Systematic analysis of real-world flare characteristics: The comparative analysis of spatially varying, light-source-dependent, and temporally varying flare is highly persuasive and clearly exposes the fundamental shortcomings of synthetic approaches.
Application-driven dataset design: The dataset is specifically designed for face recognition (64.6% of videos contain faces), and the impact of restoration quality on face recognition is quantified.
Publicly available dataset: Made openly accessible via the GitHub repository.

Limitations & Future Work¶

The dataset targets only the Samsung Galaxy Z-Fold 5 UDC panel; degradation characteristics differ across other devices (e.g., ZTE Axon series or other Fold models), necessitating transfer learning.
Videos involving fast-moving objects (e.g., moving vehicles) are excluded, limiting the dataset's applicability in high-speed scenarios.
UDC restoration is inherently device-dependent (contingent on optics, sensor, and panel design), and the design of generalizable software solutions remains an open problem.
The face data covering 22 subjects is relatively limited in scale; future work could expand the dataset size.

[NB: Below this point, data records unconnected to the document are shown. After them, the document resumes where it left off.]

PR #1018, opened 2014-08-27
add this.touch function to casper

zezhou:
One of My friends failed to use casperjs to write test case in mobile web page testing, because this web page use touch event to trigger a action, but capserjs only support click event. I wrote following codes to make touch event available in capserjs, and I think a touch event supporting in mobile web page testing is necessary, as the touch event in cellphone is very common. So I commit my patch back to capserjs, and hope it helps others.

### DIFF
--- a/docs/modules/casper.rst
+++ b/docs/modules/casper.rst
@@ -1928,6 +1928,43 @@ Returns a string representation of current Casper instance::
 
     casper.run();
 
+.. _casper_touch:
+
+.. index:: touch
+
+``touch()``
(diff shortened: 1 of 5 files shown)


ciokan:
Any news on this one being merged?

mickaelandrieu:
I'm not sure this should be added in API, that's why I need @n1k0 review :)

n1k0:
Too much code duplication between the new touch-related methods and the click ones. This patch needs refactoring.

The beam-splitter acquisition system design paradigm can be generalized to the construction of other datasets requiring matched degraded/clean pairs.
The robustness of DFT-based alignment under severe degradation warrants exploration in other image registration tasks.
The quantified relationship between restoration quality and downstream task (face recognition) performance opens a new research direction for end-to-end optimization.

Rating¶

Novelty: ⭐⭐⭐⭐ First real-world UDC video dataset with an elegantly designed acquisition system.
Experimental Thoroughness: ⭐⭐⭐⭐ Comprehensive comparison across 6 models and 2 datasets; face recognition evaluation is innovative.
Writing Quality: ⭐⭐⭐⭐⭐ Clear structure; in-depth and intuitive analysis of existing dataset limitations.
Value: ⭐⭐⭐⭐ Fills the gap of real-world UDC video datasets and makes a significant contribution to the UDC research community.